The reporter was older than Filip, broader across the face and shoulders. For a moment, she tried to see a resemblance between them, and then like walking into a freezer, she understood.

“Your work,” she said.

“Gave it to me as a present,” Filip said. “The stealth coating on the rocks? I led the team that retrieved it, me. Without me, none of this.”

He was boasting. It was in the corner of his eyes and the tightness of his lips how badly he wanted her to be impressed. To approve. Something like rage shifted in her gut. On the screen, the reporter was listing relief organizations and religious groups. People who were trying to organize help for the refugees. As if anyone on the planet didn’t need refuge now.

“Did that to me too,” she said. Filip’s expression asked the question. “Your father. He put blood on my hands too. Made me complicit in killing people. Thought it would make me easier to control, I guess.”

It was the wrong thing to say. The boy flinched, drawing into himself like a snail’s feeler touched with salt. The feed changed. The dead and missing on Earth had topped two hundred million. A cheer went up all through the galley.

“Is that why you left?” Filip asked. “Couldn’t handle doing the work?”

She sat silent for a long moment. Then, “Yes.”

“Better that you went, then,” Filip said. She told herself he didn’t mean it. It was just something he said to hurt her. It worked. But more than that, she felt a vast sorrow for all the things her baby boy might have been that he wasn’t. For the child she could have had in him, if there had been a way. But she’d left her child in the hands of a monster, and the infection had spread. A family of monsters, father and mother and child.

It made it easier.

“Weighed on me,” she said. “All those dead people because of what I’d done. I tried to leave. Told him I wouldn’t turn him in if he just let me take you and go. So instead he took you away. Said I was acting crazy, and he didn’t trust me around you. That if anyone was getting turned in, it would be me.”

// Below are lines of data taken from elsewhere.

PR #269, opened 2022-04-20
runner: fix render process

fromanirh:
The entry point of the numaresources-operator-tests image is a runner
script derived from `hack/run-test-serial-e2e.sh`. This script can
consume helpers (say from `hack/`), but the entry point must be self
sufficient and contained.

In commit 2fbcd8653b0d6d8878ddd666feacce7096a15e4f we factored all
the code to use the `runcmd` helper. This is a good change per se,
but breaks the entry point isolation requirement.

The process which creates the (allegedly) self-sufficient entry point
from the helper script is called `rendering`.
To move forward, we make the rendering process capable of (a trivial
and simplistic form of) inlining.

Note this make our bundled version of `envsubst` now redundant
Later, we will need to revisit the rendering process from the ground up.
For this reason we don't remove the `envsubst` code just yet.


fromanirh:
/hold
this flow is untested

fromanirh:
/hold cancel
we have now at least some form of testing

shajmakh:
thanks for the patch
/lgtm

PR #276, opened 2022-04-28
e2e: serial: log pullSpec actually used

fromanirh:
We don't ever log the pullSpecs we are about to use,
which makes troubleshooting unnecessarily hard.
Fix this adding the logs.


shajmakh:
/lgtm
thanks for the patch

PR #280, opened 2022-04-29
e2e: serial: support NRT check after scheduling workloads

shajmakh:
TBD


shajmakh:
#282 is the updated patch (better branch name)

“I know,” Filip said. Spat. “He told me.”

“And I was going to have to do it again. And again. And again. Kill more people for him. I tried to do it too. Tried to push through. Let them die. He tell you I tried to kill myself?”

“Yeah,” Filip said. She should stop. She didn’t need to put this on him. Her little boy. Her little boy who’d just helped kill a world.

God, she still wanted to protect him. How stupid was that? He was a murderer now. He needed to know.

“I was at an airlock on Ceres Station. Rigged it to open. All I needed to do was step out. It was an old-style one. Blue and gray. And it smelled like fake apple. Something about the recycler there. And, anyway, I did it. I triggered it. Only the station had put in a fail-safe I didn’t know about. So.” She shrugged. “That was when I knew.”